Rory Little, a law professor of constitutional law at UC Law San Francisco, believes the government could easily avoid a contempt finding.
“Boasberg doesn’t suggest it, but if they put those 200 people back on a plane and brought them back, that would purge the contempt for sure. It’s just that we don’t think Trump’s going to do that,” Little said.
Little said Boasberg suggested a “much less intrusive method” for the administration to comply with his order.
“He is being as careful as he can be to avoid the face-to-face, ugly confrontation that we all think must be coming sooner or later,” he said.
The administration could also be facing possible contempt of court in another case involving Kilmar Abrego Garcia, a Maryland man whom the administration has acknowledged was mistakenly sent to the El Salvador prison. The judge in that case has said she is determining whether to undertake contempt proceedings, saying officials “appear to have done nothing to aid in Abrego Garcia’s release from custody and return to the United States" despite a Supreme Court ruling that the administration must “facilitate” his release.
Criminal contempt cases are rare
Judges have been willing to hold officials and agencies in contempt for failing to abide by rulings, even occasionally seeking to impose fines and imprisonment. But higher courts have almost always overturned them, Yale law professor Nicholas Parrillo wrote in a 2018 Harvard Law Review article that surveyed thousands of cases and turned up 82 contempt findings by federal judges since the end of World War II.
In a long-running dispute over money, the federal government holds in trust for Native American tribes, U.S. District Judge Royce Lamberth held interior secretaries Gale Norton, a Republican, in 2002, and Bruce Babbitt, a Democrat, in 1999, in contempt and twice ordered the Interior Department to disconnect its computers.
The federal appeals court in Washington overturned the contempt charge against Norton and finally removed Lamberth from the case in 2006.
Even without sanctions, though, contempt findings “have a shaming effect that gives them substantial if imperfect deterrent power,” Parrillo wrote. But he acknowledged that the potency of contempt rests on the widely shared view that officials comply with court orders.

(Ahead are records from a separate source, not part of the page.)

PR #1938, opened 2023-06-12
Fix vertex attribute loading

elrnv:
This commit fixes loading vertex attribute data, which ought to be indexed with the unique indices extracted from each primitive's index set.

Attached is a test gltf file that fails to import into Blender without this fix.
[tet_and_tri.zip](https://github.com/KhronosGroup/glTF-Blender-IO/files/11717335/tet_and_tri.zip)

I am happy to include a test for this, but I need some guidance for how to run the tests for this plugin.


julienduroure:
Hello, thanks for the reporting and fix.

For tests:
- You should first fix your exporter, as it generate a not valid glTF file. You can use gltf validator https://github.khronos.org/glTF-Validator/ or check it also here: https://gltf-viewer.donmccurdy.com/
- You can add gltf here: https://github.com/KhronosGroup/glTF-Blender-IO/tree/main/tests/roundtrip
- And then test here: https://github.com/KhronosGroup/glTF-Blender-IO/blob/4115a53160fb56119c387ffe898c5641216d98da/tests/test/test.js#L1839

julienduroure:
BTW, I agree with your fix. I will merge it soon, as the 3.6 will be freeze next week.
If possible, can you please rebase it to be able to merge it on blender-v3.6-release branch?

elrnv:
It seems that the test is failing on mismatched drawCallCount, any advice on how to resolve this? A number of other tests seem to fail as well since the rebase, but it seems unrelated.

julienduroure:
I created #1941 with test fixes:
- Tests checks that gltf have a default scene, so I added one
- I added fake materials. If no material => primitives are merged at import, so only 1 at export
- Adding option to export with attributes, to be able to perform the check

elrnv:
ah, I think I misunderstood before. Thanks for fixing up this PR, I pulled your update and rebased on upstream/main. I'm also happy if you want to merge the other PR you made. You can also make changes to this PR directly if you like.

julienduroure:
Thanks!

PR #1945, opened 2023-06-26
This PR adds the option to run the produced gltf export through gltfpack with various options

deccer:
Hi there,

Juan and I thought of extending this plugin with the option to run the exported glTF through the tool [gltfpack](https://github.com/zeux/meshoptimizer) (aka meshoptimizer). The main motivation is to get ktx2 support.

By default gltfpack outputs regular .glb/.gltf files that have been optimized for GPU consumption using various cache optimizers and quantization and can also compress textures using Basis Universal format stored in a KTX2 container.

`gltfpack` will output to a subfolder `gltfpacked` in the folder you exported the glTF to.

For the plugin to be able to run the originally exported glTF, you need to have `gltfpack` installed on your system somewhere and configure its path in the plugin preferences, then `gltfpack` relevant options will also appear in the export dialog, where you can also decide if you want to make use of `gltfpack` or not, among the options you can pass through that tool.

Extension in action:
image

Its preferences too:
image

Any feedback is welcome


addons/io_scene_gltf2/__init__.py
```diff
@@ -1756,7 +1927,10 @@ def menu_func_import(self, context):
 
 def register():
     from .blender.com import gltf2_blender_ui as blender_ui
+
     for c in classes:
+        if (hasattr(c, "bl_label") is True and c.bl_label == GLTF_PT_export_gltfpack.bl_label):
```
julienduroure, line 1932: I think we should always register the class, and add a check in poll of UI to avoid display if not needed. This will avoid this check

addons/io_scene_gltf2/__init__.py
```diff
@@ -1765,6 +1939,8 @@ def register():
         blender_ui.variant_register()
     if bpy.context.preferences.addons['io_scene_gltf2'].preferences.animation_ui is True:
         blender_ui.anim_ui_register()
+    if bpy.context.preferences.addons['io_scene_gltf2'].preferences.gltfpack_path_ui is not False:
```
julienduroure, line 1942: Same comment. Always register, add a check in poll

addons/io_scene_gltf2/__init__.py
```diff
@@ -898,6 +1014,52 @@ def draw(self, context):
...
 
+class GLTF_PT_export_gltfpack(bpy.types.Panel):
+    bl_space_type = 'FILE_BROWSER'
+    bl_region_type = 'TOOL_PROPS'
+    bl_label = "gltfpack"
+    bl_parent_id = "FILE_PT_operator"
+    bl_options = {'DEFAULT_CLOSED'}
+
+    @classmethod
+    def poll(cls, context):
```
julienduroure, line 1025: Add a check to display only if the path is provided in preferences

julienduroure (commented):
Hello, Thanks for this PR
First of all, I need to check the Blender policy about calling some external tools.

julienduroure:
(And you should rebase with main branch, as I fixed some bugs after recent changes in Blender)

addons/io_scene_gltf2/__init__.py
deccer: Makes sense.

addons/io_scene_gltf2/__init__.py
deccer: Also makes sense. Had problems with poll first, but that's just me not knowing python at all.

addons/io_scene_gltf2/__init__.py
deccer: Also fixed. I hope this makes sense, I was able to reproduce both cases at least. 

One weird thing i noticed though is that poll seems to be run more than once (2 or 3 times) at all times... which seems weird, but is probably also just me not knowing how Blender calls various things and poll is one of those - I would assume.

deccer:
Thank you for taking a look :)

julienduroure:
Hello,
Can you please rebase with main?
I will merge it soon

addons/io_scene_gltf2/__init__.py
```diff
@@ -147,6 +148,102 @@ def __init__(self):
...
+                ('Normalized', 'Normalized', 'Use normalized attributes for positions'),
+                ('Floating-point', 'Floating-point', 'Use floating-point attributes for positions')),
+        default='Integer',
+    )
+    
+    export_gltfpack_noq: BoolProperty(
+        name='Disable Quantization',
+        description='Disable quantization; produces much larger glTF files with no extensions',
+        default=True,
+    )
```
donmccurdy, line 237: I believe these two defaults are in conflict. If quantization is disabled, integer vertex position attributes won't work. I think the uses of the "Vertex Position Attributes" flag in gltfpack are very limited —  perhaps it would be best to remove that option from the UI, and have quantization enabled by default?

julienduroure:
Thanks @donmccurdy to point it
I will propose a PR soon

PR #1955, opened 2023-07-19
Allow normalization in gather_attribute_change user extension

patrtoth:
This PR allows to mark data as normalized from a user extension like https://github.com/julienduroure/gltf-hooks-examples/blob/main/gltf_attribute_change.py

The motivation being, that one might want to transform a `Float` attribute into a `UnsignedByte` color attribute that requires the `"normalized":true` tag in the glTF 2.0 accessor to be valid.

The only change is exposing the normalization boolean and allowing it to be set in a user extension like
```python
data["normalized"] = True
```


patrtoth:
I added an example based on @julienduroure 's user extension that would make use of this change:
https://gist.github.com/patrtoth/7c1fad78e5264758d8d5a3b6e6cf1ea4
When enabled, this extension changes floating point precision vertex colors into raw unsigned byte colors during export.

In 1987, a divided Supreme Court ruled that district court judges have the authority to appoint private attorneys to prosecute criminal contempt actions. Justice Antonin Scalia, who disagreed with the majority decision, concluded that the courts don’t have the power to appoint attorneys to conduct contempt prosecutions.

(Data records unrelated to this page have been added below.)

PR #1989, opened 2023-09-11
Manage UVMap outside of Materials

### LINKED ISSUE #1975: export&import involving two UV maps malfunctions for any materials referencing the second UV map.
**Describe the bug**
The GLTF export that ships with blender 3.6.2 LTS malfunctions by using the first UV map for all materials, even when the shader nodes refer to the second UV map.

**To Reproduce**
1. export the scene from the attached .blend as a .glb.
2. create a new blend file and import the .glb
3. activate Material Preview shading in the 3D viewport.
4. Grumble about how the materials do not match the original.

**Expected behavior**
The GLTF exporter should create .glb files that reference the correct UV map.

**Screenshots**
original
image

after export/import
image

**.blend file/ .gltf**
attached

**Version**
 - OS: linux
 - Blender Version 3.6.2

**Additional context**
NA

julienduroure:
In Blender, UVMaps are defined outside of Material (but in mesh data).
So for export materials, we now manage it in 2 times
- Export Material without texcoord data
- Then retrieve the correct data, and modify material if needed.

This is now:
- Fix #1975 
- Allow to use custom Attribute for UVMap data (that is a common usage in Geometry Nodes)


hedgehog90:
Just gave this fix a go but ran into an error from `gltf2_blender_gather_materials_clearcoat.py`:

`UnboundLocalError: local variable 'uvmap_info' referenced before assignment`

I think the last line is returning the wrong variable, `uvmap_infos` not `uvmap_info`.
Changing this fixed it and I was able to export successfully.

julienduroure:
@hedgehog90 Thanks, typo fixed!

PR #2014, opened 2023-09-26
Principled v2

julienduroure:
Better specular management


vis-prime:
`Specular IOR value` is 0 by default in principled v2 , is that a typo/bug  ?
old
new

vis-prime:
@julienduroure 

The default `Specular IOR value` is 0 in loaded GLTFs in Principled v2 is it a typo/bug ?, or has it already been fixed?
old
new

julienduroure:
Hello,
The 'olive' material does not have any specular data, so the value of Specular IOR level is set to 0.

Some adjustment may occurs in following weeks, until 4.0 is released.

PR #2023, opened 2023-10-11
Check parent type to determine if a node is really a child of a bone

eoineoineoin:
Fixes a bug where nodes would not be exported if they had previously been using BONE parenting but had later been changed to OBJECT parenting.

To reproduce:
1. Create a mesh
2. Create an armature with one bone
3. Set the mesh's parent to the bone in the armature
4. Change the mesh's "parent type" to object - Blender will change the parent to the armature instead of the bone but will *not* clear the `parent_bone` in the mesh object.
5. Export a glTF - the mesh won't appear in the output file


julienduroure:
Merged, thanks!

PR #2062, opened 2023-11-21
Fix a few typos

PiOverFour:
One of these fixes was already committed in Blender's repo, from blender/blender-addons@9331ce7.


julienduroure:
Thanks !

Stanford Law School professor Robert Weisberg, who teaches criminal procedure, said Boasberg's claim that the government flagrantly violated his order is “very convincing.”

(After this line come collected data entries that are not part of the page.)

Issue #2075, opened 2023-12-07
New default bone display unusable for many armatures


DoctorPresto:
With 4.0 defaulting to blender for bone heuristic and using the iconosphere custom shape, while it's nice to not have to spend so much effort correcting the bone rotations, the visualization of the armatures themselves has become completely unusable for any of the armatures I work with in animation. It would be nice if a default size was used instead, with lines drawn between the bones in all views would be even nicer but not necessary.

To reproduce, either import one of the ..glb files or open one of the .blend files included
[human_armature.zip](https://github.com/KhronosGroup/glTF-Blender-IO/files/13603136/human_armature.zip)
[vehicle_armature.zip](https://github.com/KhronosGroup/glTF-Blender-IO/files/13603137/vehicle_armature.zip)
 or open one of the .blend files.

screenshots:
human_armature current: 
![image](https://github.com/KhronosGroup/glTF-Blender-IO/assets/111536029/7b9e9dc6-f7bc-4982-9ea3-308edd2d5905)

human_armature temperance:
![image](https://github.com/KhronosGroup/glTF-Blender-IO/assets/111536029/e8fb603d-3cc6-4916-b4c5-e50a1783eb04)

vehicle_armature current front:
![image](https://github.com/KhronosGroup/glTF-Blender-IO/assets/111536029/45c19c5b-52d5-4f69-a40e-cc6970f7931b)

vehicle_armature current side:
![image](https://github.com/KhronosGroup/glTF-Blender-IO/assets/111536029/c0c5cf97-8c6f-4da9-907e-bc6159df94f4)

vehicle_armature temperance front:
![image](https://github.com/KhronosGroup/glTF-Blender-IO/assets/111536029/65b5d1d7-1c22-4638-8145-6d33d7f68c44)

vehicle_armature temperance side:
![image](https://github.com/KhronosGroup/glTF-Blender-IO/assets/111536029/a0f9f3a5-7739-45a8-92b8-3441ae00d0cf)

**Version**
 - OS: windows 11
 - Blender Version 4.0

julienduroure:
Agree that the sphere size doesn't have an acceptable size in many cases.
Let's try to find a way to get it ok for all situation.

Currently, the sphere size is related to:
- the Complete Armature size
- The bone Size.

In some cases, the sphere is too large, in some others, it is too small.

See current here:
[...]

PR #2096, opened 2024-01-01
Change scaling factor of default custom bones 

DoctorPresto:
adjusted as discussed [in this issue ](https://github.com/KhronosGroup/glTF-Blender-IO/issues/2075), it's possible these may be slightly too small on some armatures, however it at least avoids the issue of the giant globes preventing use of the armature at all.
Likely the actual scaling factor should be exposed in the importer panel so that an end user can easily adjust the default size one way or the other as best suits the armatures they work with.


julienduroure:
Thanks!
I will maybe add a scale factor option in importer, in order to manage manually tweak if needed

PR #2105, opened 2024-01-09
Change naming format of imported Color Attributes

SSM0770:
Most UV Map imports (including ones for other Blender I/O types) usually follow the format of UV0, UV1, UV2, etc. I noticed that this importer didn't name them that way, so I'm looking to see if this change can be made.

image

(I tested it on Blender 4.1.0 Alpha and it appeared to be working as intended, but let me know if something turns out to be wrong with it)

### DIFF
--- a/addons/io_scene_gltf2/blender/imp/gltf2_blender_mesh.py
+++ b/addons/io_scene_gltf2/blender/imp/gltf2_blender_mesh.py
@@ -323,7 +323,7 @@ def do_primitives(gltf, mesh_idx, skin_idx, mesh, ob):
     mesh.polygons.foreach_set('loop_total', loop_totals)
 
     for uv_i in range(num_uvs):
-        name = 'UVMap' if uv_i == 0 else 'UVMap.%03d' % uv_i
+        name = 'UV0' if uv_i == 0 else 'UV%01d' % uv_i
         layer = mesh.uv_layers.new(name=name)
 
         if layer is None:
--- a/addons/io_scene_gltf2/blender/imp/gltf2_blender_mesh.py
+++ b/addons/io_scene_gltf2/blender/imp/gltf2_blender_mesh.py
@@ -323,7 +323,7 @@ def do_primitives(gltf, mesh_idx, skin_idx, mesh, ob):
     mesh.polygons.foreach_set('loop_total', loop_totals)
 
     for uv_i in range(num_uvs):
-        name = f'UV{uv_idx}'
+        name = 'UVMap' if uv_idx == 0 else 'UVMap.%03d' % uv_idx
         layer = mesh.uv_layers.new(name=name)
 
         if layer is None:
--- a/addons/io_scene_gltf2/blender/imp/gltf2_blender_mesh.py
+++ b/addons/io_scene_gltf2/blender/imp/gltf2_blender_mesh.py
@@ -323,7 +323,7 @@ def do_primitives(gltf, mesh_idx, skin_idx, mesh, ob):
     mesh.polygons.foreach_set('loop_total', loop_totals)
 
     for uv_i in range(num_uvs):
-        name = 'UVMap' if uv_idx == 0 else 'UVMap.%03d' % uv_idx
+        name = 'UVMap' if uv_i == 0 else 'UVMap.%03d' % uv_i
         layer = mesh.uv_layers.new(name=name)
 
         if layer is None:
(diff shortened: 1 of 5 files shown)


scurest:
I don't think this should change. UV maps are named the same they would be named if you created them by hand in the Properties editor. I just downloaded the latest 4.1 and `UVMap` is still the default name (check the default cube for example).

Also the OBJ importer at least also calls them `UVMap`.

(OTOH, color attribute names need an update, since the importer [still calls them `Col`](https://github.com/KhronosGroup/glTF-Blender-IO/blob/2debd75ace303f3a3b00a43e9d7a9507af32f194/addons/io_scene_gltf2/blender/imp/gltf2_blender_mesh.py#L336) even though Blender has since changed to `Color`.)

SSM0770:
> I don't think this should change. UV maps are named the same they would be named if you created them by hand in the Properties editor. I just downloaded the latest 4.1 and `UVMap` is still the default name (check the default cube for example).
> 
> Also the OBJ importer at least also calls them `UVMap`.
> 
> (OTOH, color attribute names need an update, since the importer [still calls them `Col`](https://github.com/KhronosGroup/glTF-Blender-IO/blob/2debd75ace303f3a3b00a43e9d7a9507af32f194/addons/io_scene_gltf2/blender/imp/gltf2_blender_mesh.py#L336) even though Blender has since changed to `Color`.)

When I refer to "Most UV Map imports" I was more referring to what most other software I've worked with calls them, namely Unity. (The FBX importer also goes by the `UV#` naming scheme, and I'd guess that decision was made Blender themselves, since the manual doesn't mention a place for user contributions)

I had been importing Unity assets for use in a project I'm working on, and for whatever reason get a bit thrown off when the UV I'm selecting doesn't have its name match, I'm probably not the only one that feels that way.

However, I do agree with needing to change `Col` to `Color`, the abbreviation is a bit unnecessary, but I had already made my edit before thinking about it so I'll leave that for someone else to decide if it needs changing.

scurest:
I think the importer should follow Blender's conventions, but it's not my call.

If you do want to do it, you can simplify it to `name = f'UV{uv_idx}'`, and you'll need to update [all the other places that use it too](https://github.com/search?q=repo%3AKhronosGroup%2FglTF-Blender-IO%20UVMap.%2503d&type=code).

SSM0770:
If they decide not to do this, how can I edit my own fork to work in older Blender versions so I can at least personally use it without doing a bunch of weird stuff?

To test this out I literally had to replace the default addon’s files within 4.1’s directory (It wouldn’t show up in the addons page when I tried to import it regularly, even after lowering the version requirement in _init_.py)

julienduroure:
I agree that we need to follow Blender convention, not other software ones.
- So UVMap should be named UVMap, not something else, as this is the name used in Blender
- Col need to be changed to Color, as this is now the default named used in Blender

julienduroure (changes requested):
Please keep only changes on Col => Color
UVMap should not be changed

SSM0770 (commented):
This should be okay I guess, go ahead.

Still, do you have an answer to the question I asked previously about making my fork installable on its own? I at the very least need the UV name changes for personal use with my own project.

addons/io_scene_gltf2/blender/imp/gltf2_blender_mesh.py
```diff
@@ -323,7 +323,7 @@ def __init__(self, skinning: bool = True, skin_into_bind_pose: bool = True):
     mesh.polygons.foreach_set('loop_total', loop_totals)
 
     for uv_i in range(num_uvs):
-        name = 'UVMap' if uv_i == 0 else 'UVMap.%03d' % uv_i
+        name = 'UVMap' if uv_idx == 0 else 'UVMap.%03d' % uv_idx
```
julienduroure, line 326: This is still wrong

julienduroure (changes requested):

addons/io_scene_gltf2/blender/imp/gltf2_blender_mesh.py
SSM0770: Sorry. It’s the middle of the night and I’m doing this entirely on my phone, so I was simply copy/pasting the same thing without paying attention to the fact that there was a difference on mesh. It’s fixed.

julienduroure: Take care ! There is no hurry to manage it on phone in the middle of the night!

julienduroure (approved):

“This looks so sound to me that I think it will be difficult to win a reversal, which means we may have a standoff,” he said.
Weisberg said he is concerned that the showdown between the judge and administration could move the government even closer to a constitutional crisis.
“I’m supposed to say, because everybody else does, that we have to be careful about using the term ‘constitutional crisis.’ It means too many things, it’s overused,” he said. “That aside, what the country has been waiting for ... some with happy anticipation, is for a flat-out refusal to obey a legal court order. This is pretty close.”